# What to do
Write out all the entries below without any change.

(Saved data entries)
--------------------------------------------------

PR #3333, opened 2016-08-19
WebAdmin: Report opened ports.

madmaxoft:
Simply outputs the webadmin ports to log.

### DIFF
--- a/src/HTTP/HTTPServer.cpp
+++ b/src/HTTP/HTTPServer.cpp
@@ -110,12 +110,12 @@ bool cHTTPServer::Initialize(void)
 	// Notify the admin about the HTTPS / HTTP status
 	if (m_Cert.get() == nullptr)
 	{
-		LOGWARNING("WebServer: The server is running in unsecured HTTP mode.");
+		LOGWARNING("WebServer: The server will run in unsecured HTTP mode.");
 		LOGINFO("Put a valid HTTPS certificate in file 'webadmin/httpscert.crt' and its corresponding private key to 'webadmin/httpskey.pem' (without any password) to enable HTTPS support");
 	}
 	else
 	{
-		LOGINFO("WebServer: The server is running in secure HTTPS mode.");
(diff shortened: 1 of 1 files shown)


madmaxoft:
Such a nice issue number and wasted for such a trivial matter :P

tigerw:
There's always #5318008

sphinxc0re:
or just

#01189998819991197253

tigerw:
To be honest, judging by the number of bugs in Cuberite, that's a perfectly plausible number to reach.

#itcrowd

LogicParrot:
That is impossible to reach regardless of the amount of bugs, because there's a leftmost zero.

*(Unless the merger of #3115 causes some spacetime rapture, making everything possible)*

tigerw:
Curses

Cl1608Ho:
If we skip that leftmost zero and say we create 1000 issues/pr per second (and say we are not getting rate limited by github), we would still need 37 billions of years to accomplish that. 

Although ruby might handle these things automatically (github is a rails application) this number would take up more than 64 bits to store so isn't reachable in most programming languages except for when you are working with strings. 

Also if we assume each issue takes one byte of storage (which it doesn't, even the issue number takes up more) we would still need (github needs) 275 Petabytes of storage just for that (275000 Terabyte). Let's assume each issue needs one kilobyte and you can shift each unit one up. 

And lastly, such a big issue number would probably lead to problems in the website because something like pagination isn't made for billions of pages (just because the numbers would get too long and too wide)

tigerw:
okay okay i concede defeat already

tigerw:
still, a bunch of large numbers don't mean something's impossible, per se

tigerw:
maybe just... improbable

tigerw:
though with the number of bugs we have, maybe it is, I don't know.

bearbin:
#03333

tigerw:
Very self-referential there.

PR #3334, opened 2016-08-20
Add ccache support to build phase

ElNounch:


ElNounch:
More tweaks needed...

LogicParrot:
Worth noting that ccache is working for me regardless of this. I made it work by using the PATH method.

bearbin:
Yep, it's working fine for me also on the buildserver.

madmaxoft:
I have no knowledge at all about this, but I've always assumed that `ccache` works transparently, without any need for support from the projects. If it works for other people, including the buildserver, then it needs no support in the code, but rather at least some hints on how to make it work on the documentation level. Perhaps someone who made it work could write a short how-to in the forum?

LogicParrot:
Yes, ccache is generally supposed to be transparent and a Cuberite-specific howto shouldn't be needed. I am not sure why cmake configs would have ccache-specific flags.

LogicParrot:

--------------------------------------------------

# Response to this task
PR #3333, opened 2016-08-19
WebAdmin: Report opened ports.

madmaxoft:
Simply outputs the webadmin ports to log.

### DIFF
--- a/src/HTTP/HTTPServer.cpp
+++ b/src/HTTP/HTTPServer.cpp
@@ -110,12 +110,12 @@ bool cHTTPServer::Initialize(void)
 	// Notify the admin about the HTTPS / HTTP status
 	if (m_Cert.get() == nullptr)
 	{
-		LOGWARNING("WebServer: The server is running in unsecured HTTP mode.");
+		LOGWARNING("WebServer: The server will run in unsecured HTTP mode.");
 		LOGINFO("Put a valid HTTPS certificate in file 'webadmin/httpscert.crt' and its corresponding private key to 'webadmin/httpskey.pem' (without any password) to enable HTTPS support");
 	}
 	else
 	{
-		LOGINFO("WebServer: The server is running in secure HTTPS mode.");
(diff shortened: 1 of 1 files shown)


madmaxoft:
Such a nice issue number and wasted for such a trivial matter :P

tigerw:
There's always #5318008

sphinxc0re:
or just

#01189998819991197253

tigerw:
To be honest, judging by the number of bugs in Cuberite, that's a perfectly plausible number to reach.

#itcrowd

LogicParrot:
That is impossible to reach regardless of the amount of bugs, because there's a leftmost zero.

*(Unless the merger of #3115 causes some spacetime rapture, making everything possible)*

tigerw:
Curses

Cl1608Ho:
If we skip that leftmost zero and say we create 1000 issues/pr per second (and say we are not getting rate limited by github), we would still need 37 billions of years to accomplish that. 

Although ruby might handle these things automatically (github is a rails application) this number would take up more than 64 bits to store so isn't reachable in most programming languages except for when you are working with strings. 

Also if we assume each issue takes one byte of storage (which it doesn't, even the issue number takes up more) we would still need (github needs) 275 Petabytes of storage just for that (275000 Terabyte). Let's assume each issue needs one kilobyte and you can shift each unit one up. 

And lastly, such a big issue number would probably lead to problems in the website because something like pagination isn't made for billions of pages (just because the numbers would get too long and too wide)

tigerw:
okay okay i concede defeat already

tigerw:
still, a bunch of large numbers don't mean something's impossible, per se

tigerw:
maybe just... improbable

tigerw:
though with the number of bugs we have, maybe it is, I don't know.

bearbin:
#03333

tigerw:
Very self-referential there.

PR #3334, opened 2016-08-20
Add ccache support to build phase

ElNounch:


ElNounch:
More tweaks needed...

LogicParrot:
Worth noting that ccache is working for me regardless of this. I made it work by using the PATH method.

bearbin:
Yep, it's working fine for me also on the buildserver.

madmaxoft:
I have no knowledge at all about this, but I've always assumed that `ccache` works transparently, without any need for support from the projects. If it works for other people, including the buildserver, then it needs no support in the code, but rather at least some hints on how to make it work on the documentation level. Perhaps someone who made it work could write a short how-to in the forum?

LogicParrot:
Yes, ccache is generally supposed to be transparent and a Cuberite-specific howto shouldn't be needed. I am not sure why cmake configs would have ccache-specific flags.

LogicParrot:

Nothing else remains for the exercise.